2015 GSA Annual Meeting in Baltimore, Maryland, USA (1-4 November 2015)

Paper No. 234-3
Presentation Time: 2:15 PM

PHYSICAL WEATHERING FEATURES OF BARBERTON GROUP COBBLES AT MERIDIANI PLANUM, MARS: IMPLICATIONS FOR SURFACE RESIDENCE TIMES


ASHLEY, James W., Jet Propulsion Laboratory / California Institute of Technology, NASA, Mail Stop 183-301, 4800 Oak Grove Drive, Pasadena, CA 91109, GOLOMBEK, M.P., Jet Propulsion Laboratory, California Institute of Technology, Pasadena, CA 91109 and SCHROEDER, Christian, Biological and Environmental Sciences, University of Stirling, School of Natural Sciences, Stirling, FK9 4LA, United Kingdom, james.w.ashley@jpl.nasa.gov

Barberton Group (BG) cobbles investigated by the Opportunity rover at Meridiani Planum are considered stony/stony-iron meteorite candidates, containing either one or both of
 kamacite or troilite, and other
 ferrous and ferric iron phases [1, 2]. The ferric
 iron is likely a product of aqueous 
alteration of these minerals, lending importance to this group of rocks for helping to constrain Late Amazonian chemical weathering rates in the region [3]. BG group members Barberton, Santa Catarina, Santorini, and Kasos were examined at locations along the Opportunity traverse separated by nearly 10 kilometers. The cobbles represent a separate category from the iron meteorites discovered at Meridiani Planum, Gusev crater, and Gale crater.

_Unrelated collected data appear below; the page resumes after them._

PR #4818, opened 2020-06-15
Populate nshardwareplatform and nsosversion during join operation

Carbenium:
Fixes: https://pagure.io/freeipa/issue/8370

### DIFF
--- a/ipaserver/plugins/host.py
+++ b/ipaserver/plugins/host.py
@@ -361,7 +361,9 @@ class host(LDAPObject):
         },
         'System: Enroll a Host': {
             'ipapermright': {'write'},
-            'ipapermdefaultattr': {'objectclass', 'enrolledby'},
+            'ipapermdefaultattr': {
+                'objectclass', 'enrolledby', 'nshardwareplatform', 'nsosversion'
+            },
             'replaces': [
                 '(targetattr = "objectclass")(target = "ldap:///fqdn=*,cn=computers,cn=accounts,$SUFFIX")(version 3.0;acl "permission:Enroll a host";allow (write) groupdn = "ldap:///cn=Enroll a host,cn=permissions,cn=pbac,$SUFFIX";)',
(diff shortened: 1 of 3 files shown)


rcritten:
These attributes need to be writeable for the enrollment role.

ipaserver/plugins/host.py
```diff
@@ -361,7 +361,8 @@ class host(LDAPObject):
         },
         'System: Enroll a Host': {
             'ipapermright': {'write'},
-            'ipapermdefaultattr': {'objectclass', 'enrolledby'},
+            'ipapermdefaultattr': {'objectclass', 'enrolledby',
+                                   'nshardwareplatform', 'nsosversion'},
```
tiran, line 365:
```suggestion
            'ipapermdefaultattr': {
                'objectclass', 'enrolledby', 'nshardwareplatform', 'nsosversion'
            },
```

ipaserver/plugins/join.py
```diff
@@ -85,7 +85,7 @@ class join(Command):
     has_output = tuple()
     use_output_validation = False
 
-    def execute(self, hostname, **kw):
+    def execute(self, hostname, **kwargs):
```
tiran, line 88: There is nothing wrong with ``kw`` here.

ipaserver/plugins/join.py
```diff
@@ -94,13 +94,21 @@ def execute(self, hostname, **kw):
...
+        assert 'cn' not in kwargs
         ldap = self.api.Backend.ldap2
 
+        try:
+            # We don't use the realm parameter at the moment. Since we pass
+            # kwargs directly to host_{add,mod} and 'realm' is not a supported
+            # parameter, we remove it.
+            del kwargs['realm']
+        except KeyError:
+            pass
```
tiran, line 106:
```suggestion
        # realm parameter is not supported by host_{add,mod}
        kwargs.pop("realm", None)
```

Carbenium: I even considered this one :wink:

ipaserver/plugins/join.py
Carbenium: True that.

abbra:
LGTM

abbra:
master:

* 8f640f8672f2bec7b560a2838e2451a190abf6cf Populate nshardwareplatform and nsosversion during join operation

Pancam and MI images show that BG cobble surfaces have been physically modified while on the martian surface. Santorini surfaces are scalloped/faceted and differentially eroded. Weathering on Santa Caterina appears to attack structurally or mineralogically weak zones, producing differential mass removal resulting in overhanging lips of rock with serrated margins. Sculpted features do not appear to show signs of preferred orientation, and none of the BG cobbles examined have obvious regmaglypts or fusions crusts. The occurrence of significant, post-fall surface modifications demonstrate that BG rocks did not arrive recently, and likely have extended residence times on the surface. This erosion could occur as the result of aeolian abrasion alone but likely works in concert with aqueous alteration as indicated by the ferric iron, which would weaken rocks structurally where alteration occurs. Further, evidence from oxide coatings on the surfaces of several iron meteorites at Meridiani Planum show the current epoch to be a destruction epoch not a production epoch for iron oxide [4]. A plausible explanation is that iron oxides would form during exposures to equatorial water ice during periods of high obliquity, with cumulative effects from contributions of many cycles over hundreds of thousands of years.

[1] Fleischer, I. et al., (2010) J. Geophys. Res., 115, E00F05. [2] Schröder, C. et al., (2010) J.Geophys. Res., 115, E00F09. [3] Schröder, C. et al., (2015) 46th LPSC; abs. #2354. [4] Ashley, J. W. (2015) Elements 11, No. 1.